What you are asked to do » Gather all lines in the data that hold the string "forging".

Records for this task »

PR #320, opened 2016-11-07
Allow approver to approve/deny service requests

jjlangholtz:
This change adds a couple of buttons to the request details state to
allow for approving or denying the selected request. The buttons should
only be visible if the current user has the correct permissions and when
the `approval_state` for the request is `pending`.

The yarn.lock file is also updated here because for some reason the
dependencies are requiring two versions of node-sass.

Also cleans up a few linting issues.

Currently working on adding tests.

### DIFF
--- a/client/app/states/requests/requests/details/details.html
+++ b/client/app/states/requests/requests/details/details.html
@@ -24,6 +24,18 @@
                 <h2>{{ ::vm.request.description }}</h2>
                 <h4>{{ ::vm.request.options.long_description || vm.request.description }}</h4>
               </div>
+
+              <div ng-if="vm.pendingApproval()">
+                <input type="text" ng-model="vm.approvalReason" placeholder="{{'Reason' | translate}}">
+                <div>
+                  <button class="btn btn-primary" type="button"
+                    ng-disabled="!vm.approvalReason"
+                    ng-click="vm.updateApprovalState('approve')" translate>Approve</button>
+                  <button class="btn btn-primary" type="button"
+                    ng-disabled="!vm.approvalReason"
+                    ng-click="vm.updateApprovalState('deny')" translate>Deny</button>
+                </div>
+              </div>
             </div>
           </div>
         </div>
--- a/client/app/components/blueprints/_blueprints.sass
+++ b/client/app/components/blueprints/_blueprints.sass
@@ -1,14 +1,14 @@
 .blueprints-list
 
   .list-view-pf-checkbox
-    margin-top: 0px
-    margin-bottom: 0px
+    margin-bottom: 0
+    margin-top: 0
 
   .list-view-pf
     padding-bottom: 68px // Adding so dropdown menus on the last row don't get cut off
 
     .list-view-pf-actions
-       margin: 0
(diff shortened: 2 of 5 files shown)


client/app/states/requests/requests/details/details.html
```diff
@@ -24,6 +24,18 @@
                 <h2>{{ ::vm.request.description }}</h2>
                 <h4>{{ ::vm.request.options.long_description || vm.request.description }}</h4>
               </div>
+
+              <div ng-show="vm.pendingApproval()">
```
AllenBW: `ng-if` preferred to `ng-show`  

reason, show essentially just plays with `display` if removes element from dom <3

chriskacerguis:
Can you add a screenshot so we can see what it looks like?

jjlangholtz:
Sure thing! Here is what it looks like for now:

screen shot 2016-11-07 at 9 40 27 am

AllenBW:
@jjlangholtz remember I <3 you

not a huge fan of shoving it in the title heading area, looks kinda busy, any way to stuff another `<hr` above the approval ?  essentially break it out into another section (like create vm or that details block)

also, maybe make it a text area or span the whole length of the screen, make it LOUD AND SCREAM FOR ATTENTION

also, does forging acting on the approval or denial of the service roadblock any other action? (should we be disabling buttons till a user addresses the request? )

🤔

jjlangholtz:
@AllenBW thanks for the feedback!

I didn't really spend any time figuring out where the buttons should go because I knew I would get it wrong 😄. For consistency with the rest of the interface I was thinking of either putting the buttons in the corner like the service details page. I know it isn't quite the same since this actually has input and the service details page just has buttons:


screen shot 2016-11-07 at 10 07 56 am



> also, does forging acting on the approval or denial of the service roadblock any other action? (should we be disabling buttons till a user addresses the request? )

AFAIK nothing needs to be disabled while the request is pending. In my testing the "My Services" tab correctly shows services once the request has been approved. When the request is denied or pending the requesting user is unable to take any actions related to the service.

chriskacerguis:
@jjlangholtz yeah, we can we work on that UI a little bit?

chriskacerguis:
@jjlangholtz can you add a new screenshot?

jjlangholtz:
The UI has not been updated yet, because there are at least three more buttons that need to be added (copy, edit, and delete requests) I think it is worthwhile having a discussion on the UX.

AllenBW:
To be honest, unless this is a **need to have it now** kinda feature, we should hold off on the ui until we have that holistic approach for requests parity.

chriskacerguis:
@AllenBW @jjlangholtz what's the verdict here?

jjlangholtz:
@chriskacerguis I think because this involves adding a significant amount of functionality that does not yet exist in the SUI (approve, deny, delete, copy, edit requests), this should be put on hold until after a design/UX story.

AllenBW:
ditto 👑

On Tue, Nov 15, 2016 at 11:27 AM, Joshua Langholtz <notifications@github.com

Expected output »
also, does forging acting on the approval or denial of the service roadblock any other action? (should we be disabling buttons till a user addresses the request? )
> also, does forging acting on the approval or denial of the service roadblock any other action? (should we be disabling buttons till a user addresses the request? )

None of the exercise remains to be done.